• Exercise directions: Only the lines from the one with "--- a/deploy.sh" through the end of the material, both ends included, should be retyped exactly.

|---|

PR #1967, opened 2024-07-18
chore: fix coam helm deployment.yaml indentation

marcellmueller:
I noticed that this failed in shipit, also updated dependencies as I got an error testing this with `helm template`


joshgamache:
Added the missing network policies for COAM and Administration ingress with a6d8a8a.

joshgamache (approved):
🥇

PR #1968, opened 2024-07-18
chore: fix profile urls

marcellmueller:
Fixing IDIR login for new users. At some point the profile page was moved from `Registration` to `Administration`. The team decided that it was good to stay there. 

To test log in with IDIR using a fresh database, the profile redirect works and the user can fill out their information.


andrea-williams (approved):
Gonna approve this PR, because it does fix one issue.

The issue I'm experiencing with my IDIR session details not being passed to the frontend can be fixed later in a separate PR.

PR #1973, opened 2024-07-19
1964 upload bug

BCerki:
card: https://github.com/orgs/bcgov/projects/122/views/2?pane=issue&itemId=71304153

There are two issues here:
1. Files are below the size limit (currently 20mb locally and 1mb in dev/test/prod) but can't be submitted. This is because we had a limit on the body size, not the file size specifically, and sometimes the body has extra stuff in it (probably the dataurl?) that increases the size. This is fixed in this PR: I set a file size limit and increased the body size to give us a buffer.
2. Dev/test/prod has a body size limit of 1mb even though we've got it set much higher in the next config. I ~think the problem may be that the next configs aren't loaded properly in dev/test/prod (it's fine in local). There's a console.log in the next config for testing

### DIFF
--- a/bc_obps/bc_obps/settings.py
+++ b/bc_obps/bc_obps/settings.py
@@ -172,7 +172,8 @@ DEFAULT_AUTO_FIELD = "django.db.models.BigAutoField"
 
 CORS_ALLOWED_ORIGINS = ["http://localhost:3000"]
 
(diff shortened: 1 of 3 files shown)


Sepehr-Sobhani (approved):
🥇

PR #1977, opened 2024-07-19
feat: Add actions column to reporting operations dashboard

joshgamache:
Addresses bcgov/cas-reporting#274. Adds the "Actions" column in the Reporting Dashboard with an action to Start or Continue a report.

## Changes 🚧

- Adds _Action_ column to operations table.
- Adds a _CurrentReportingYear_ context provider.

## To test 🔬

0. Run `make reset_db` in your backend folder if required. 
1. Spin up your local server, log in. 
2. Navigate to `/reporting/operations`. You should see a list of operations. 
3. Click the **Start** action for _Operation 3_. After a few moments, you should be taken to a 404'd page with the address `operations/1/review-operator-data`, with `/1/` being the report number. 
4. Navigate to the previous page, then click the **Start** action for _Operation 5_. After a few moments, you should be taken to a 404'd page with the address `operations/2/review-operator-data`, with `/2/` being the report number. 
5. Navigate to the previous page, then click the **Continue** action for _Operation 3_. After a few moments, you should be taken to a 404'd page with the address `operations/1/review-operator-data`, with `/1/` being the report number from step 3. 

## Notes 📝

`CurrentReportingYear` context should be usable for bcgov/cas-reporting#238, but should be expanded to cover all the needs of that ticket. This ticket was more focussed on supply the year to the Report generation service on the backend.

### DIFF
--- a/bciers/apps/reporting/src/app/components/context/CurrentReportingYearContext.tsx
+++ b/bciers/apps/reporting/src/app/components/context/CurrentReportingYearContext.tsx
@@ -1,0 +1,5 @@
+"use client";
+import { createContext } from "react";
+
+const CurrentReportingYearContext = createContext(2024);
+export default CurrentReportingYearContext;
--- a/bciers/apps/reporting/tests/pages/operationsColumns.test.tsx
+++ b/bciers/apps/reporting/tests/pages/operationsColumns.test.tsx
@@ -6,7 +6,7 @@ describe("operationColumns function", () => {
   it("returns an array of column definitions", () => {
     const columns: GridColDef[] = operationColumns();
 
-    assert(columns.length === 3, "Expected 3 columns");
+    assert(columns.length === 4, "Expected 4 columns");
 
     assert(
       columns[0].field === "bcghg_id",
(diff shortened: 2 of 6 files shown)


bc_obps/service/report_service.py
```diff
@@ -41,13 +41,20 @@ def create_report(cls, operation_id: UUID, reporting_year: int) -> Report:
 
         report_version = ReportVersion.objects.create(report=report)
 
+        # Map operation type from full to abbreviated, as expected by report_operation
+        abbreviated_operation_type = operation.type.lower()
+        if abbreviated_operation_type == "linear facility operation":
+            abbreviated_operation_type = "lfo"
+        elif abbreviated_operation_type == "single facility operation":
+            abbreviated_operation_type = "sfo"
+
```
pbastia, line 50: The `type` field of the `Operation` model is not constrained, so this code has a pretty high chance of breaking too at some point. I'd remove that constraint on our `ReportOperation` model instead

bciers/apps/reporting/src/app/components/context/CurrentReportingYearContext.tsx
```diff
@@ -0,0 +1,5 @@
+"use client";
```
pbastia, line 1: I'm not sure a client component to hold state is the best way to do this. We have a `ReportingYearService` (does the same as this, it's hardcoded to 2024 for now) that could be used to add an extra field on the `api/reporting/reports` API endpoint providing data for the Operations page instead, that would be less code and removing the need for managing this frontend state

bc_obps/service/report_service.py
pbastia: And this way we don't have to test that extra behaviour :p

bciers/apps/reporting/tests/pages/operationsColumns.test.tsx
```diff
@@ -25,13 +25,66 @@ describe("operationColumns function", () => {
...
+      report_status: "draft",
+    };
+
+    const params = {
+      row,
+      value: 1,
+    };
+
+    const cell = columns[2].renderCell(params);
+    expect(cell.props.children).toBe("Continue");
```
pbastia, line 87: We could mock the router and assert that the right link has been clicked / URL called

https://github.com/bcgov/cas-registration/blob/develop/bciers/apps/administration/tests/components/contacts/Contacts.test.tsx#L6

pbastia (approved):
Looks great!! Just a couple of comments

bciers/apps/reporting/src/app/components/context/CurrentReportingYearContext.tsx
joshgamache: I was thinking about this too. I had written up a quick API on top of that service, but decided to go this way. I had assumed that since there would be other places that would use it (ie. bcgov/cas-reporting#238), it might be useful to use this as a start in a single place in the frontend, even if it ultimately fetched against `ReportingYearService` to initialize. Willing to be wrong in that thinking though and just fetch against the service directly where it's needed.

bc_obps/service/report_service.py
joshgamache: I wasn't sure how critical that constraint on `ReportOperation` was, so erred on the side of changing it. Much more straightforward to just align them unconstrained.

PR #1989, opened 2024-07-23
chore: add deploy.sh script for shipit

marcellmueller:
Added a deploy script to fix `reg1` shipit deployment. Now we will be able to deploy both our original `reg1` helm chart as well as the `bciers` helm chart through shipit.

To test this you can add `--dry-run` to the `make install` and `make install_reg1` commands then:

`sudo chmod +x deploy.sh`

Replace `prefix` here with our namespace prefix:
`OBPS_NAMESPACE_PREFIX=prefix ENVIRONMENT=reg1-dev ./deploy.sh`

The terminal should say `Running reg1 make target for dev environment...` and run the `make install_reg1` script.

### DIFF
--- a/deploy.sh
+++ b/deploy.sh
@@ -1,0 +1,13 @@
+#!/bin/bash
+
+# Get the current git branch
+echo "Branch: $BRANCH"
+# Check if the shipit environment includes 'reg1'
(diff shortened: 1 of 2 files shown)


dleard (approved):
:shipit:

|---|

• Written solution:
--- a/deploy.sh
+++ b/deploy.sh
@@ -1,0 +1,13 @@
+#!/bin/bash
+
+# Get the current git branch
+echo "Branch: $BRANCH"
+# Check if the shipit environment includes 'reg1'
(diff shortened: 1 of 2 files shown)


dleard (approved):
:shipit:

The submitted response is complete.